■ **DATA IN THIS EXERCISE**:
***

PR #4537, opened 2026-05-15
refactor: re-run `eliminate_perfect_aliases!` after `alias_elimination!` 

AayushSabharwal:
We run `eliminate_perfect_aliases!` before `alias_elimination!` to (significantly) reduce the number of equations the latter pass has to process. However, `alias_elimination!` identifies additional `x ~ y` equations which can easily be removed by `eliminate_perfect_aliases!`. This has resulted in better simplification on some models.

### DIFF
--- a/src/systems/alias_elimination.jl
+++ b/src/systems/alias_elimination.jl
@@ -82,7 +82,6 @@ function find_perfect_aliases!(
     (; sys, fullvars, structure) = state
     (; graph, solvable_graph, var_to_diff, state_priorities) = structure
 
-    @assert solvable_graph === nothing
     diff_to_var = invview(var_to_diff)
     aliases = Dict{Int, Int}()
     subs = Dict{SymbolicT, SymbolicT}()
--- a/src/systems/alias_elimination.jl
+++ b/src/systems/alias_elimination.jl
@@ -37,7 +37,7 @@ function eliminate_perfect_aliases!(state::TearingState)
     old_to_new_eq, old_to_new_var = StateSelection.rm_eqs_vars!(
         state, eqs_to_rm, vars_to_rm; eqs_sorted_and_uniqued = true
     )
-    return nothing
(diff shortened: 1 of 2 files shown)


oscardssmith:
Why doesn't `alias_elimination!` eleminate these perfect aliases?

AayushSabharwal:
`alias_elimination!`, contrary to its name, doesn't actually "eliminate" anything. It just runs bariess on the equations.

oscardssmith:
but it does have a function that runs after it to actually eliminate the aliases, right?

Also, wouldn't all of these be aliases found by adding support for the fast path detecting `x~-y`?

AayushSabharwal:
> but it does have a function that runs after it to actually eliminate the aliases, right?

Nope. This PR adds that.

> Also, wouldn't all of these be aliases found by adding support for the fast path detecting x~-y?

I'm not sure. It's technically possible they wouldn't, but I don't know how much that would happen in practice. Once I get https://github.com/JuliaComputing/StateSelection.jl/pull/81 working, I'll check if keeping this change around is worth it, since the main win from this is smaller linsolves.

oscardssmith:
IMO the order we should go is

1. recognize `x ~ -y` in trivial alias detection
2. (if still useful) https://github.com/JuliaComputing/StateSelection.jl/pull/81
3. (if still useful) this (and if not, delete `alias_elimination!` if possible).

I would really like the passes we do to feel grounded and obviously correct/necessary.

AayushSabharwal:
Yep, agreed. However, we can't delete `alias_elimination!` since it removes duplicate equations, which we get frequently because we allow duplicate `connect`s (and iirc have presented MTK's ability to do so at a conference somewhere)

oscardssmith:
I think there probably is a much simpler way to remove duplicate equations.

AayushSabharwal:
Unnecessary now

***

■ **ASSIGNMENT**: What lines in the material include the string "duplicate"? Pull each one out.

■ **EXERCISE SOLUTION**:
Yep, agreed. However, we can't delete `alias_elimination!` since it removes duplicate equations, which we get frequently because we allow duplicate `connect`s (and iirc have presented MTK's ability to do so at a conference somewhere)
I think there probably is a much simpler way to remove duplicate equations.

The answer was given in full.